In [None]:
import numpy as np

import torch
import torch.nn as nn
import torch.nn.functional as F
from torch.distributions import MultivariateNormal
from torch.optim import Adam

In [2]:
class Feedforward(nn.Module):
    def __init__(self, input_dim, hidden_dim, output_dim):
        super(Feedforward, self).__init__()
        self.fc1 = nn.Linear(input_dim, hidden_dim)
        self.fc2 = nn.Linear(hidden_dim, output_dim)

    def forward(self, obs):
        # Convert obs to tensor
        if isinstance(obs, np.ndarray):
            obs = torch.tensor(obs, dtype = torch.float)
        # Forward pass
        obs = F.relu(self.fc1(obs))
        obs = self.fc2(obs)
        return obs

**Architectural choices:**

- Define the feedforwardNN class independently and inherit it from nn.Module.

- have a specific _init_hyperparameters method to initialize the hyperparameters to not overload the __init__ method.

## Steps resolve

1. When defining the advantage function, they fix the value of the Value function at the beginning of each episode to avoid unstable moving average computation
2. Normalize the advantage function to have zero mean and unit variance

In [None]:
class PPO():

    def __init__(self,env):
        self.env = env
        self.obs_dim = env.observation_space.shape[0]
        self.act_dim = env.action_space.shape[0]
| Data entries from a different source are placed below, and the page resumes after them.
PR #755, opened 2022-06-20
Is 12485 alt

erik-leven:
Skjermdump fra 2022-06-20 09-35-43
Skjermdump fra 2022-06-20 09-35-33


tutorial-source-system-rest.rst
```diff
@@ -0,0 +1,75 @@
...
+  - Gotten aquainted with the different properties available for the REST source system
+
+.. admonition:: Prerequisites
+  
+  Before starting on this tutorial we suggest you read the documentation section regarding :doc:`REST system <configuration-systems-rest>`.
+
+  You will also need to create a HubSpot account and aquire an API key. You can see a step-by-step guide in the prerequisites of the *Getting started* guide :doc:`Create your first synchronization <guide-create-first-synchronization>`
+
+
+Creating the full url
```
ga-hegsvold, line 21: I recommend we write "url" as "URL". Reading "urls" feels weird.

Should we also say something about what is needed for a REST system to work before we dive into how to creating the URL? Just a very short summary/one-liner?
Something like: For REST systems to work we need to define a request URL and which HTTP operations to support (GET, PUT, etc).

tutorial-source-system-rest.rst
```diff
@@ -0,0 +1,75 @@
...
+---------------------
+
+When creating a REST system in Sesam there are several ways one can define the url to which we wish to send a request. In general you want to system to contain a base url to which you can connect endpoint specific urls depending on which API a specific pipe wishes to send a request to. In Sesam we can do this by establishing a ``url_pattern`` and let each pipe connect endpoint specific urls to this pattern.
```
ga-hegsvold, line 24: Can we simplify this a a bit?

"When creating REST systems in Sesam there are several ways to define the request URL.
In general we recommend putting the base URL in the system config and the API endpoint specific path in pipe configs.
This makes it easier to reuse systems when adding new pipes.
In Sesam we can do this by putting the base URL in ``url_pattern`` in the system config and let each pipe contain endpoint specific paths."

tutorial-source-system-rest.rst
```diff
@@ -0,0 +1,75 @@
...
+
+Creating the full url
+---------------------
+
+When creating a REST system in Sesam there are several ways one can define the url to which we wish to send a request. In general you want to system to contain a base url to which you can connect endpoint specific urls depending on which API a specific pipe wishes to send a request to. In Sesam we can do this by establishing a ``url_pattern`` and let each pipe connect endpoint specific urls to this pattern. 
+
+As you can see in the tutorial :doc:`Inbound Pipe - REST <tutorial-inbound-pipe-rest>` we can define a ``properties`` attribute in our pipe source configuration that may pass endpoint specific information to an operation in a REST system. We can connect this to the ``url_pattern`` by adding the pipe ``properties`` information to the operation url and connecting it to the ``url_pattern`` through the ``%s`` placeholder. 
+
+
+Creating the system
```
ga-hegsvold, line 29: I think it's helpful to the reader if we include the system type in the heading: "Creating the REST system"
Easier to catch when scanning through the text.

ga-hegsvold (changes requested):

tutorial-source-system-rest.rst
```diff
@@ -0,0 +1,75 @@
...
+Source System - REST
+--------------------
+
+In this tutorial we will add a REST source system to your Sesam subscription. The external system we will be working with is `HubSpot <https://www.hubspot.com/>`_ and we will connect a REST system to their APIs.
+
+.. admonition:: Objectives
+
+  After you complete this tutorial you will have:
+
+  - Successfully create a REST source system in your Sesam subscription
```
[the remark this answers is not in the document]
erik-leven: fixed

tutorial-source-system-rest.rst
erik-leven: Yeah, I thought about that. I guess the balance here is to know what we should explain here and what should be explained in docs. We can have a talk about this later at the meeting

tutorial-source-system-rest.rst
erik-leven: I like. Fixed

tutorial-source-system-rest.rst
erik-leven: agreed. Fixed

tutorial-source-system-rest.rst
```diff
@@ -0,0 +1,77 @@
...
+
+  You will also need to create a HubSpot account and aquire an API key. You can see a step-by-step guide in the prerequisites of the *Getting started* guide :doc:`Create your first synchronization <guide-create-first-synchronization>`
+
+
+Creating the full url
+---------------------
+
+When creating REST systems in Sesam there are several ways to define the request URL. In general we recommend putting the base URL in the system config, and the API endpoint specific path in pipe configs. This makes it easier to reuse systems when adding new pipes.
+
+In Sesam we can do this by putting the base URL in the ``url_pattern`` attribute in the system config and let each pipe contain endpoint specific paths in the.
```
ga-hegsvold, line 26: This sentence ends a bit abrupt ;-) "in the" can be removed.

Btw, are we switching to using the term "attribute" instead of "property"?

ga-hegsvold (changes requested):

tutorial-source-system-rest.rst
erik-leven: The attribute/property is just me switching things up. But let's add it to the meeting later and decide how strict we're gonna be

erik-leven: first comment fixed

ga-hegsvold: My opinion is we should use "property" consistent when writing about properties in Sesam.
XML uses "attribute" to describe the same, so we can use "attribute" when writing about the XML equivalents to Sesam's properties.

PR #810, opened 2022-09-07
Update global-datasets.rst

JonasAls89:
Refining this feature.

Obs. The last picture depicting Sesam with global-datasets is not ideal. It conveys the point the writer wanted to convey, but it's highly biased since the number of inbound pipes just have decreased a lot to show the point. There should be no difference in number of inbound pipes in either of the two pictures.

### DIFF
--- a/features/global-datasets.rst
+++ b/features/global-datasets.rst
@@ -3,19 +3,20 @@
 Global datasets
 ===============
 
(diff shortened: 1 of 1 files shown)


djalil-bouhachi:
@JonasAls89 can we use examples from the baseline (HubSpot)?

JonasAls89:
> @JonasAls89 can we use examples from the baseline (HubSpot)?

I think it shows the intend of the feature fairly well. I don't think we necessarily need to use HubSpot everywhere. If you feel strongly about it, I can change one of datasets used though. 👍

djalil-bouhachi:
@JonasAls89 I think we should reference the baseline as long as it is possible.

djalil-bouhachi (approved):

PR #821, opened 2022-09-14
making default optional explicit

JonasAls89:


BaardBouvet (changes requested):
I would drop the optional word from the first sentence as well.

grove (approved):

erik-leven (approved):

BaardBouvet (approved):

PR #855, opened 2022-10-20
Update configuration-sources-sql.rst

JonasAls89:
Correcting so that query is not a required property and elaborating on what SQL query is run when only using "updated_column" to enable since support.


Ole-Morten (approved):
LGTM

PR #914, opened 2022-12-20
Added API GET parameter 'compressed' to '/datasets/{dataset_id}/entities'

kruand-sesam:
For some reason this paramter is not documented.
It is very helpful for downloading a pipe dataset to be used for tools like JQ.

The file size of the downloaded dataset will be drastically smaller with the compressed=true parameter.


kruand-sesam:
Closing the PR as the paramter seems to be specific to cURL and seemingly has nothing to do with the API endpoints.

PR #924, opened 2022-12-28
IS-13673: documented the previous_body and previous_headers jinja var…

tombech:
…iables


documentation/service-configuration/pipes/configuration-sources-rest.rst
```diff
@@ -88,7 +88,10 @@ Properties
        ``payload`` and operation ``payload`` differ, then the source payload will take precedence and the
        operations payload will be ignored. This property supports the
        ``Jinja`` template (https://palletsprojects.com/p/jinja/) syntax with the named parameters
-       ``properties``, ``url``, ``request_params``, ``since`` and ``headers`` available to the template.
+       ``properties``, ``url``, ``request_params``, ``since`` and ``headers`` available to the template.  If the
+       operation supports paging then ``previous_body`` and ``previous_headers`` is available for all page requests
+       except the first. Tip: use the Jinja "is defined" syntax for these variables to set default values for the
```
branislavjenco, line 93: Could we linked to the jinja docs for "is defined" syntax here? (and in the subsequent mentions of it)

changelog.rst
```diff
@@ -10,6 +10,7 @@ Changelog
...
 * The ``headers`` and ``params`` properties of the ``operations`` section of the :ref:`REST system <rest_system>` can now be templated using Jinja expressions.
 * The ``payload`` property of the ``operations`` section of the :ref:`REST system <rest_system>` and in the :ref:`REST source <rest_source>` , :ref:`REST transform <rest_transform>` and :ref:`REST sink <rest_sink>` configurations can now be templated using Jinja expressions.
+* Added ``previous_body`` and ``previous_headers`` named parameters to relevant "templatable" properties of the :ref:`REST system <rest_system>` and in the :ref:`REST source <rest_source>` and :ref:`REST transform <rest_transform>`. Note that these are only set for systems that supports paging, and not for the first page - use Jinja "is defined" tests in templates that use these to set default values for the first page.
```
branislavjenco, line 13: I'd say "templateable" instead of "templatable".

I'd slightly rewrite this sentence: 
"Note that these are only set for systems that supports paging, and not for the first page - use Jinja "is defined" tests in templates that use these to set default values for the first page."
to
"Note that these are only set for systems that support~s~ paging, for all pages except the first one. Use Jinja's "is defined" tests in templates that use these to set default values for the first page."

branislavjenco (approved):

        self.init_parameters = self._init_hyperparameters()

        self.actor = Feedforward(self.obs_dim, self.act_dim) # Policy
        self.critic = Feedforward(self.obs_dim,1)            # Value function

        self.actor_opti = Adam(self.actor.parameters(), lr = self.lr)

        self.cov_vect = torch.full((self.act_dim, ), fill_value = 0.5) # standard deviation vector
        self.cov_mat = torch.diag(self.cov_vect) # [act_dim, act_dim]
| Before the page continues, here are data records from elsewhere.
PR #989, opened 2023-02-07
Add iso

djalil-bouhachi:
image

### DIFF
--- a/_templates/iso.html
+++ b/_templates/iso.html
@@ -1,0 +1,5 @@
+<div class="left-navbar-end-item-parent">
+    <ul>
+    <li.end-item><a href="#">Certified ISO 27001</a></li>
+    </ul>
+</div>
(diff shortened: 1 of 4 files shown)


_templates/iso.html
```diff
@@ -0,0 +1,5 @@
+<div class="left-navbar-end-item-parent">
+    <ul>
+    <li.end-item><a href="#">Certified ISO 27001</a></li>
```
BaardBouvet, line 3: What does this link to?

djalil-bouhachi: No links yet until we agree on it. Ref. message last week on Slack.

BaardBouvet: Then we should not mark it as a link (that doesn't work)..

BaardBouvet (approved):

PR #993, opened 2023-02-14
Added  $origin property to connect input contract

grove:


hub/documentation/data-synchronization/connectors/contract-connectors.rst
```diff
@@ -95,6 +95,10 @@ Properties
      - Boolean
      - If set to true then it is not a real delete, but rather the entity got a new `_id`. This property is produced by the merge source.
      - Optional for deletes. Disallowed for update and insert.
+   * - ``$origin``
+     - NI
```
BaardBouvet, line 99: The connector should not care about the datatype, it should be treated as an opaque value.

grove: Fixed.

BaardBouvet (approved):

PR #1130, opened 2023-11-30
Update tripletex.rst

djalil-bouhachi:
Typos


talk/systems/tripletex.rst
```diff
@@ -51,14 +51,14 @@ Customers
 For customers the following merge criteria is used:
 
 * email  
-* organizationnumner
+* organizationnumber
```
erik-leven, line 54: TT spell it with a z, so I think this has to be with a z too

erik-leven (approved):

    def _init_hyperparameters(self):

        self.timesteps_per_batch       = 4000
        self.max_timesteps_per_episode = 1000
        self.gamma                     = 0.95
        self.n_updates_per_iteration   = 5
        self.clip                      = 0.2
        self.lr                        = 0.005

    def rollout(self):
        """Generate time_steps_per_batch in multiple episodes each 
        of maximum length max_timesteps_per_episode
        """
        # Batch data
        batch_obs = []
        batch_acts = []
        batch_log_probs = []
        batch_rews = []
        batch_rgts = [] # Batch rewards-to-go
        batch_lens = [] # Episiodic length in batch

        current_timesteps = 0
        while current_timesteps < self.timesteps_per_batch:
            
            # Initialization
            ep_rews = [] # special format for rgts
            obs = self.env.reset()
            done = False

            for ep_t in range(self.max_timesteps_per_episode):
                # Collect observations
                batch_obs.append(obs)
                action, log_probs = self.get_action(obs)
                obs, rew, done, _ = self.env.step(action)
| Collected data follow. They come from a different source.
PR #6, opened 2025-02-04
SQL-2577: Refine Schemas in matches that require Any or AnyOf Schemas…

pmeredit:
… to actually be Documents

Fresh PR to the new repo. I'll be deleting the old one.

### DIFF
--- a/agg-ast/schema_derivation/src/lib.rs
+++ b/agg-ast/schema_derivation/src/lib.rs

                # Collect reward, action and log_prob
                ep_rews.append(rew)
                batch_acts.append(action)
                batch_log_probs.append(log_probs)

                current_timesteps += 1
                if done: break # If the agent completed the task finish

            # Collect episodic length and rewards
            current_timesteps += ep_t
            batch_rews.append(ep_rews)            
            batch_lens.append(ep_t + 1)

        # Transform into desired format (Torch)
        batch_obs       = torch.tensor(batch_obs, dtype = torch.float)
        batch_acts      = torch.tensor(batch_acts, dtype = torch.float)
        batch_log_probs = torch.tensor(batch_log_probs, dtype = torch.float)

        batch_rgts = self.compute_rgts(batch_rews)

        return batch_obs,batch_acts, batch_log_probs, batch_rgts, batch_lens

    def compute_rgts(self, batch_rews: list) -> torch.Tensor:
        "Compute rtg per episode per batch"

        batch_rgts = []

        for ep_rews in batch_rews:
            ep_rgts = []
            discounted_sum = 0
            for rew in reversed(batch_rews):
                discounted_sum = rew + self.gamma * rew
                ep_rgts.insert(0,discounted_sum) # We need the history of rgts at each time steps
            
            batch_rgts.extend(ep_rgts)
        
        return torch.tensor(batch_rgts, dtype = torch.float)

    def get_action(self, obs):
        "Generate an action as a sample of a Multivariate normal distribution"
        # Query actor network for an action
        mean = self.actor(obs) # Call NN (self.actor.forward(obs))
        dist = MultivariateNormal(mean, self.cov_mat)

        # Generate sample from the distribution
        action = dist.sample()
        log_prob = dist.log_prob(action)

        return action.detach().numpy(), log_prob.detach()

    def learn(self, total_timesteps: int): 

        current_timestep = 0

        while current_timestep < total_timesteps:

            batch_obs,batch_acts, batch_log_probs, batch_rgts, batch_lens = self.rollout()
            # Calculate V_(k,phi)
            V_k, _ = self.evaluate(batch_obs)
            # Calculate advantage
            A_k = batch_rgts - V_k.detach() # Remove computational graph
            # Normalize advantage function
            A_k = (A_k - A_k.mean()) / (A_k.std() + 1e-10)

            for _ in range(self.n_updates_per_iteration):
                # Calculate phi_theta(a_t|s_t)
                _, cur_log_probs = self.evaluate(batch_obs)
                # Ratio
                ratios = torch.exp(cur_log_probs - batch_log_probs)
                # Calculate surrogate loss
                surr1 = ratios * A_k
                surr2 = torch.clamp(ratios, 1 - self.clip, 1 + self.clip) * A_k
                actor_loss = (-torch.min(surr1,surr2)).mean()

                # Calculate gradient and perform backward propagation
                self.actor_opti.zero_grad()
                actor_loss.backward()
                self.actor_opti.step()

        
    def evaluate(self, batch_obs: torch.Tensor, batch_action: torch.Tensor) -> torch.Tensor:
        """
        Value function at batch k: V_(k,phi) and log probs
        We compute the prob of taking an action w.r.t current policy defined by the NN
        """
        # We need the value at each state given the obs sequence of the batch
        V = self.critic(batch_obs).squeeze()
        # Compute log probs in the same fashion to get_action
        mean = self.actor(batch_obs)
        dist = MultivariateNormal(mean, self.cov_mat)
        log_probs = dist.log_prob(batch_action)

        return V, log_probs